Square roots and solutions to equations with squares. Why are there negatives and positives? So it seems that my textbook is making some assumptions that I do not fully understand. 
So I understand that this symbol $\sqrt()$ refers to the principle square root. So the $\sqrt(4)$ = 2 and not -2 because that is the definition of principle square root.
In complex numbers, $\sqrt(-4)$ = $2i$ and not $-2i$ and I'm fine with this.
But why is that:
$x^2$ = $-9$
$x = \pm\sqrt{-9}= \{3i,-3i\}.$
Can someone point me to a good reason why this is the case?
 A: The equation $x^2=-9$ has two solutions : $-3i$ and $3i$, but $3i$ is the pinciple square-root, therefore $\pm \sqrt{-9}$ because one solution is $\sqrt{-9}=3i$ and the other $-\sqrt{-9}=-3i$
A: If you factorise the equation $$x^2+9=0$$which is a quadratic, you naturally get two linear factors $$(x+3i)(x-3i)=0$$this equation holds if either of the factors is equal to zero.

Interlude
This happens because you are in a context where there are no (non-trivial) zero divisors. In other circumstances, different results occur. eg $x^2-1\equiv 0 \bmod 8$ has four solutions modulo $8$. These are (the classes of) $1,3,5,7 \bmod 8$.

Back to the main story:
If you are extracting a square root, you normally want to define one of the two values as the principal value, so you can keep track of what is going on.

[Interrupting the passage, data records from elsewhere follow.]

PR #2097, opened 2025-05-30
Add new processes to kill mutant to the queue if PHPUnit doesn't kill a Mutant

maks-rafalko:
Follow-up for https://github.com/infection/infection/pull/2096

If in the `MutantProcessContainer`, the first and required PHPUnit process doesn't kill a mutant, build the next "killer process" and run it in parallel to try to kill the same Mutator.

Notes:

- `ParallelProcessRunner` is reused - we need to queue processes as soon as they are created so they are executed in parallel

----

How I've tested it:

in `Container.php`, I've added:

```diff
MutantProcessContainerFactory::class => static fn (self $container): MutantProcessContainerFactory => new MutantProcessContainerFactory(
    $container->getTestFrameworkAdapter(),
    $container->getConfiguration()->getProcessTimeout(),
    $container->getMutantExecutionResultFactory(),
    [
+        new class($container->getMutantExecutionResultFactory()) implements LazyMutantProcessCreator {
+            public function __construct(private MutantExecutionResultFactory $mutantExecutionResultFactory)
+            {
+            }
+
+            public function createMutantProcess(Mutant $mutant): MutantProcess
+            {
+                return new MutantProcess(
+                    new Process(['echo', '1']),
+                    $mutant,
+                    $this->mutantExecutionResultFactory,
+                );
+            }
+        },
    ],
),
```

and this process is executed now for any Escaped mutant.

### DIFF
--- a/devTools/phpstan-baseline.neon
+++ b/devTools/phpstan-baseline.neon
@@ -121,6 +121,12 @@ parameters:
 			path: ../src/PhpParser/Visitor/ReflectionVisitor.php
 
 		-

If you are solving an equation, you generally want to find all the possible solutions, and these may not be restricted to the principal value.
A: I think that there is a slightly deeper reason here, actually two reasons: one mathematical and one practical.
The mathematical reason is as follows: real and complex numbers have an important difference:


*

*You cannot ‘shuffle’/‘relabel’ real numbers in such way that all operations are preserved. (In math, we say that “the field $\mathbb R$ does not admit a nontrivial automorphism”, for details see a related post.

*However, you can do that with complex numbers: the mapping of $a+bi\mapsto a-bi$ preserves all properties of complex numbers. Thus, $i$ and $-i$ are indistinguishable (unlike e.g. $2$ and $-2$), it is impossible to tell which is which.


The bottom line is that it makes much less sense to define a “principal” square root of a negative number than of a positive number. So even if some books would still refer to $2i$ as a “principal” square root of $-4$, this is just done for pedagogical reasons rather than being motivated by math.
The practical reason is, obviously, that the formulas with the $\pm$ sign work, in the sense that they convey the desired meaning. E.g. in the context of solving the equation $x^2+9=0$, the solutions are $3i$ and $-3i$, and convention to express them as $\pm\sqrt{-9}$ just manages to show both solutions in a compact manner. It is just language, maybe imprecise, but good enough.